According to this phase diagram, the melting point of 30% copper aluminum bronze is around 548°C.

Lets say I create molten aluminum at 680°C, can I add small pellets of copper and swirl them around to create a molten alloy? or will the alloying process not start until Copper's melting temp has been reached at around 1080°C?


  • $\begingroup$ Even the 2xxx aluminum alloys only have 2-3% Cu in them. 30% cu wow, that stuff is gonna be harder'n a brick bat. $\endgroup$ – jimmymustang06 Dec 22 '20 at 21:04
  • $\begingroup$ Something I did not know until I was looking this up, as you add copper to molten aluminum, the copper oxide reacts with the aluminum in a thermite reaction. The 1925 Anderson Aluminum [book]((springer.com/gp/book/9781504122450) lists out a test where they added two pounds of solid copper to 10 pounds of liquid aluminum at 785C and the temperature went to 820C. $\endgroup$ – user1683793 Jan 14 at 2:54

(Short answer below) A phase diagram like the one you posted is to be intended true for a solution(either solid or liquid) of the two components(i.e. Al and Cu). Adding Cu to molten Al does not properly mean to have a solution(the two components must be dispersed in thw whole bath in a uniform way). Also a phase diagram is drawn as a "succession of equilibrium state", thermodynamic gergon for "waiting a long long time between any temperature or concentration variation".

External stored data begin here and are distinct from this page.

Issue #8122, opened 2023-01-09
releng - use setup-trivy action for image scan vs manual shell script


kapilt:
using the action will allow us to cache the vulnerability db, which is currently getting rate limited on the manual shell script.

PR #8131, opened 2023-01-10
releng - disable trivy due to rate limits

kapilt:
trunk docker builds have been failing regularly due to rate limits on downloading the trivy database, for now disable it. till we can incorporate it back in via its GitHub action.

related #8122


ajkerrigan (approved):
Sounds like a reasonable step :+1:

PR #8134, opened 2023-01-10
aws - fix transit-user resource type metadata

kapilt:
also add a meta test to catch these typos in future.


howbazaar (approved):
Not sure if my approval means anything yet, but looks good to me.

thisisshi (approved):

Issue #7647, opened 2022-08-11
Add delete action and remove-statement action for secrets manager


suryatejaswi89:
### Describe the feature

I would like to get the delete action and remove-statement action for secrets-manager resource, as they are not in there yet.

DhwanishShah:
Hi, i want contribute in this project. Please assign this project to me @suryatejaswi89 @Sutto @diasjorge @jjm @FireballDWF

thisisshi:
@DhwanishShah please refrain from tagging people that aren't related to the issue. if you are interested in contributing please take a look at our contribution docs: https://cloudcustodian.io/docs/contribute.html

PR #8152, opened 2023-01-12
aws - secrets manager delete and remove-statements action

### LINKED ISSUE #8100: Secrets Manager - Add delete Secret action
### Describe the feature

I want to be able to delete old secrets that haven't been accessed in over 90 days as a security policy to eliminate risk. There currently is no action for delete but there is a boto3 API for it - https://boto3.amazonaws.com/v1/documentation/api/latest/reference/services/secretsmanager.html#SecretsManager.Client.delete_secret

This would be handy for cleanups

```
- name: aws-secrets-delete-unused
  resource: aws.secrets-manager
  description: Deletes Secrets that haven't been accessed in over 90 days.
  filters:
   - type: value
     key: LastAccessedDate
     value_type: age
     op: gt
     value: 90
  actions:
    - type: delete
```

PratMis:
Closes #8100 #7647


PratMis:
I can go ahead and add the action to remove cross-account statements to this PR, as per the requirement in #7647

PratMis:
> I can go ahead and add the action to remove-statements to this PR, as per the requirement in #7647
Added, should be ready for review. Thanks

c7n/resources/secretsmanager.py
```diff
@@ -137,3 +141,90 @@ class MarkSecretForOp(TagDelayedAction):
...
+                resource: aws.secrets-manager
+                filters:
+                  - type: value
+                    key: KmsKeyId
+                    value: absent
+                actions:
+                  - delete
+    """
+
+    schema = type_schema('delete')
```
thisisshi, line 166: should allow the ability to set the recovery window, default to 30 days

thisisshi: also note in the boto3 docs:

> You can't delete a primary secret that is replicated to other Regions. You must first delete the replicas using RemoveRegionsFromReplication, and then delete the primary secret. When you delete a replica, it is deleted immediately.

we probably also want to add a restore-secret action as well just in case

thisisshi: replication regions can be found in the resource dict under `ReplicationStatus[].Region`

thisisshi (changes requested):

c7n/resources/secretsmanager.py
PratMis: Sounds good, thanks for the feedback

PratMis: @thisisshi `restore-secret` action might not be possible because the secrets becomes invisible to the list/describe secret api call once they are marked for deletion. I went ahead and added an option to specify RecoveryWindow in days. Their apis don't let you check the recovery window parameter outside of the api call response.

c7n/resources/secretsmanager.py
```diff
@@ -137,3 +142,98 @@ class MarkSecretForOp(TagDelayedAction):
...
+    The recovery window is the number of days from 7 to 30 that
+    Secrets Manager waits before permanently deleting the secret
+    with default as 30
+
+    :example:
+
+    .. code-block:: yaml
+
+            policies:
+              - name: delete-unencrypted-secrets
```
thisisshi, line 159: i dont think this filter is correct, according to aws documentation all secrets are encrypted, if a specific key is not specified it uses the default `aws/secretsmanager` key: 

> If you don't specify this value, then Secrets Manager uses the key aws/secretsmanager . If that key doesn't yet exist, then Secrets Manager creates it for you automatically the first time it encrypts the secret value.

thisisshi (approved):
lgtm but can you change the docstring for the delete action to be accurate?

c7n/resources/secretsmanager.py
thisisshi: @PratMis ^

PratMis: ah gotcha, good catch

PratMis: Thanks @thisisshi

PR #8169, opened 2023-01-17
aws - filters - add aws-backups filter, consecutive-aws-backups filter to more resource types

thisisshi:
adds support for more resource types, also adds a generic 'aws-backups' filter to operate against resources with backups


kapilt:
@thisisshi afaict this pr is obsolete and can be closed?

PR #8192, opened 2023-01-23
Filter for azure storage container

femio27:


femio27:
custom filter not required

PR #8234, opened 2023-02-01
enabling 'missing' filter for gcp

hiteshmck:
'missing' filter exists and works for AWS, but it doesn't work for GCP. 
This PR is to enable that filter for GCP so we can use that filter in GCP policies as well.


hiteshmck:
@thisisshi @kapilt , The PR fails in format check, specifically "black --check tools/c7n_left". This PR didn't change anything on c7n_left.
Any clues why it might be failing ? there is another PR just before this that failed this check as well.

kapilt:
thanks for the pr, looks like some of the linters are failing on it, `make lint` to reproduce locally.

kapilt:
Noted, likely related to not pinning black, I’ll take a look, thanks

kapilt (approved):
lgtm, thanks

hiteshmck:
@kapilt @thisisshi Can you please merge this when you get a chance. Kapil approved this PR earlier.
Thx

PR #8235, opened 2023-02-01
aws readiness check cross account filter

jerryhxu:


c7n/resources/route53.py
```diff
@@ -616,6 +618,9 @@ def process(self, resources, event=None):
         return results
 
 
+region = 'us-west-2'
```
kapilt, line 621: can we Capitalize this so it stands out as a constant a little more clearly as a global versus a local variable

c7n/resources/route53.py
```diff
@@ -626,8 +631,17 @@ class resource_type(TypeInfo):
         name = id = 'ReadinessCheckName'
         global_resource = True
 
+    def __init__(self, ctx, data):
+        # Readiness check in Amazon Route53 ARC is global feature. However,
+        # US West (N. California) Region must be specified in Route53 ARC readiness check api call.
+        # Please reference this AWS document:
+        # https://docs.aws.amazon.com/r53recovery/latest/dg/introduction-regions.html
+        ctx.options['region'] = region
```
kapilt, line 639: we shouldn't modify the configuration options, we should instead pass region to `local_session(self.manager.session_factory, region=ARC_REGION)` or client as your doing below.

c7n/resources/route53.py
jerryhxu: Updated variable name. Thanks.

c7n/resources/route53.py
jerryhxu: yeah, I just modified local_client. That works better. Thanks.

kapilt (approved):
lgtm, thanks

PR #8236, opened 2023-02-01
aws - rds - include db instance option values

speshak:
Include the entire DBOptionGroup structure. Allows for filtering on facets other than the group name.

For example, this change enables filters like

```
- type: db-option-groups
  key: OptionSettings[?Name == 'SQLNET.ENCRYPTION_SERVER'].Value
  value:
    - REQUIRED
  op: ne
 ```

### DIFF
--- a/c7n/resources/rds.py
+++ b/c7n/resources/rds.py
@@ -2034,30 +2034,30 @@ class DbOptionGroups(ValueFilter):
     policy_annotation = 'c7n:MatchedDBOptionGroups'
 
     def handle_optiongroup_cache(self, client, paginator, option_groups):
-        pgcache = {}
+        ogcache = {}
         cache = self.manager._cache
 
         with cache:
-            for pg in option_groups:
+            for og in option_groups:
                 cache_key = {
                     'region': self.manager.config.region,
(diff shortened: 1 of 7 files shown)


ajkerrigan (commented):
Thanks for working on this @speshak , it's a good idea! For such a small change it raised some other questions:

- If we're going to support more complex/rich matches, we should have an example of that in the docs
- If we match on a key other than option name, we should probably still put the option name in the match annotation for the sake of clarity
- We should also make sure the annotation shows live resource data rather than the filter `value` which might not be useful if we're using in-list checks, magic values like `present`/`absent`, etc

I've added your help example from the PR body to the code as a documented example, and made a couple other tweaks to the annotation. I hope those changes still keep the intent alive and serve your use cases, but happy to chat here if they don't.

(Also changed `pg*` to `og*` in the code, because `pg` looked like a copy/paste from parameter group code, it seemed to be adding a small but unnecessary mental hurdle)

speshak:
@ajkerrigan I think your changes make sense and keep with the spirit of what I was trying to accomplish.  Thanks for the fixup.

PR #8240, opened 2023-02-03
aws - shield - handle elastic ip arn type delta

ajkerrigan:
From a [Slack discussion](https://cloud-custodian.slack.com/archives/CAL4P6YE6/p1675203479130419), looks like Shield uses a different ARN "resource type" segment for Elastic IPs. Where the Resource Groups Tagging API and IAM use `elastic-ip`, Shield uses `eip-allocation`.

References:
https://docs.aws.amazon.com/service-authorization/latest/reference/list_amazonec2.html#amazonec2-elastic-ip
https://docs.aws.amazon.com/waf/latest/DDOSAPIReference/API_CreateProtection.html

Now I don't have a Shield subscription handy, so... I don't actually know if this will fix the issue. Testing/contributions welcome from impacted folks like @naohito-intuit , @darrendao and @StevenGunn .

Some of the logic may need to be tweaked/inverted/etc. If there are any failures, contributing responses for test data would be helpful.

### DIFF
--- a/c7n/resources/shield.py
+++ b/c7n/resources/shield.py
@@ -10,20 +10,40 @@ from c7n.query import QueryResourceManager, RetryPageIterator, TypeInfo
 from c7n.utils import local_session, type_schema, get_retry
 
 
+class ShieldResourceManager(QueryResourceManager):
+
+    def get_arns(self, resources):
+        """Convert Shield ARNs to the format used elsewhere
+
+        The resource type portion of an Elastic IP ARN is typically "elastic-ip", as
+        returned by the Resource Groups Tagging API and described in IAM documentation:
+        https://docs.aws.amazon.com/service-authorization/latest/reference/list_amazonec2.html#amazonec2-elastic-ip
+
+        Shield uses "eip-allocation" instead:
+        https://docs.aws.amazon.com/waf/latest/DDOSAPIReference/API_CreateProtection.html
+        """
+        arns = [
+            arn.replace(':eip-allocation', ':elastic-ip')
+            if ':elastic-ip' in arn else arn
+            for arn in
+            super().get_arns(resources)
+        ]
+        return arns
+
+
 @resources.register('shield-protection')
-class ShieldProtection(QueryResourceManager):
+class ShieldProtection(ShieldResourceManager):
 
     class resource_type(TypeInfo):
         service = 'shield'
         enum_spec = ('list_protections', 'Protections', None)
         id = 'Id'
         name = 'Name'
-        arn = False
         config_type = 'AWS::Shield::Protection'
 
 
 @resources.register('shield-attack')
-class ShieldAttack(QueryResourceManager):
+class ShieldAttack(ShieldResourceManager):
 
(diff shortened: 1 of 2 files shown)


c7n/resources/shield.py
```diff
@@ -10,20 +10,40 @@
 from c7n.utils import local_session, type_schema, get_retry
 
 
+class ShieldResourceManager(QueryResourceManager):
+
+    def get_arns(self, resources):
+        """Convert Shield ARNs to the format used elsewhere
```
kapilt, line 16: the shield arn is distinct from the resource arn, its not clear why we're converting it here to a different format here.

the goal would be to normalize on the specific filter/action for eni would think.

ajkerrigan: Yeah there may be a better way to handle this. I don't have a Shield Advanced subscription to confirm how it reports EIP protections. But we have [recorded test data](https://github.com/cloud-custodian/cloud-custodian/blob/2ee35fad29d3a976e7700d1e6e1f4babc00200a8/tests/data/placebo/test_zone_shield_enable/shield.ListProtections_3.json#L6) that suggests it returns ARNs of the underlying protected resources.

And from the [Slack thread](https://cloud-custodian.slack.com/archives/CAL4P6YE6/p1675203479130419), @StevenGunn mentioned that the `shield-enabled` filter stopped working for EIPs when we changed the EIP `arn_type` from `eip-allocation` to `elastic-ip`. Everywhere _except_ Shield, `elastic-ip` seems to be the correct resource type. So it seemed like we needed a shim on both the list and set ends, to normalize those ARNs.

Whatever the solution, I'd like to get some flight recordings from folks with Shield EIP protections.

kapilt: I think we want a shield enabled subclass specific to eip that normalizes the eni on the way out of shield, ditto for the action to enable, to normalize on the way into shield.

darrendao: @kapilt @ajkerrigan is this more along the line of what you guys are thinking of? https://github.com/cloud-custodian/cloud-custodian/compare/main...darrendao:cloud-custodian:eip-shield?expand=1

ajkerrigan: If you have test cases that work for that (which is hopefully an eip-specific version of [this set-shield test](https://github.com/cloud-custodian/cloud-custodian/blob/620d17df550df718f2f3dc6c044be13604025511/tests/test_route53.py#L15-L40)) that seems fine (and if we have a test case, that should help if it needs any more tweaks).

Thanks for working on this. I initially thought the multiple inheritance approach looked like overkill but any other alternative I tried led to either reimplementing or changing too much existing logic, or overriding the resource manager as I did in the initial pass. So your way looks better :)

darrendao: @ajkerrigan i've added unit test to my code. Should I go ahead and create a PR and go with that? Or do we want to make the change to your fork?

ajkerrigan: I think you've done all the work here, you can create is as your own PR and I'll close this one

This means that if you put Cu pellet in a molten Al bath the following happens: slowly the outer shell of copper will dissolve into Al (as tey are soluble as the diagram shows at the 30% wt%), at a certain point all the Cu will be melt in the bath. How long will it take? It is difficult to say(it can be computed though), depends on diffusion coefficient, temperature, stirring, ...

What is done for a practical application: Al and Cu are melt at about 1100°C (melting point of Cu) and then cooled down slowly below 582°C. When I say slowly I mean really slowly in order for the proper grain structure of the eutectic to be reached and to be uniform. I am not sure for the specific case but rather often this process has to be carried out in a controlled temperature environment for the cooling to be slow enough, this means atmospheric air cooling is often non viable.


From a thermodynamic point of view adding the copper pellets will cause them to melt even at the lower temperature but from an engineering/practical point of view it will take too long and material properties might not be the desidered ones.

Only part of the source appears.